Since we wouldn’t like our tests to hit the Cloud Storage API (that’s slow and sometimes flaky), we need to mock the @google-cloud/storage module. There are a few ways we can do that.

__mocks__ directory

With this kind of mocking, we create a mock module inside the __mocks__ directory. Where to create this directory depends on what kind of module we’re mocking. @google-cloud/storage is a scoped Node module so we need to create a directory structure like this:

<root_dir>/__mocks__/@google-cloud/storage.js

The storage.js file is our mock file. We replace the Storage class with our own implementation.

const cloudStorage = jest.createMockFromModule('@google-cloud/storage')

cloudStorage.Storage = class {
  bucket(bucketName) {
    const bucket = {
      file: (filename) => {
        const fakeFile = {
          // ...
        }
        return Promise.resolve(fakeFile)
      }
    }
    return bucket
  }
}

module.exports = cloudStorage

In our test files, we don’t need to explicitly call jest.mock('@google-cloud/storage'). The module is automatically mocked. This behavior can be turned off by using jest.unmock().

const { getFile } = require('./storage')

test('can return a file at a specific bucket', async () => {
  // call `getFile`
  // test assertions
})

However, if we mock a user-written module or a built-in Node.js module, calling jest.mock() is required.

jest.mock()’s factory function

jest.mock() has a second argument that accepts a factory function. When provided, Jest will replace the actual module with whatever this factory function returns.

const mockedStorage = ({ fakeFile }) => {
  return class {
    bucket(bucketName) {
      const bucket = {
        file: (filename) => {
          return Promise.resolve(fakeFile)
        }
      }
      return bucket
    }
  }
}

test('can return a file at a specific bucket', async () => {
  const fakeFile = {
    // ...
  }

  jest.mock('@google-cloud/storage', () => ({
    Storage: mockedStorage({ fakeFile })
  }))

  const { getFile } = require('./storage')
  // call `getFile`
  // test assertions
})

Notice that the require statement must be called after jest.mock().

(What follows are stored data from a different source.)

PR #33689, opened 2019-11-08
fix(ngcc): move adjacent statements after helpers

petebacondarwin:
// FW-1668


gkalpak (approved):
LGTM :+1:

Could you add some more information in the commit message on why _"they must also put these statements after any helper calls"_?

petebacondarwin:
> Could you add some more information in the commit message on why "they must also put these statements after any helper calls"?

I would if I knew why :-)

This kind of mocking is intended to be used when we want to mock a module differently within the same file. By making the mock generating code into a separate function, different test cases can get different mocks that behave as expected with the given input.

A small tip when writing mocks

A mock module doesn’t have to implement everything the original module has. It should be as simple as possible — only contains the necessary parts to make the code that we’re testing run.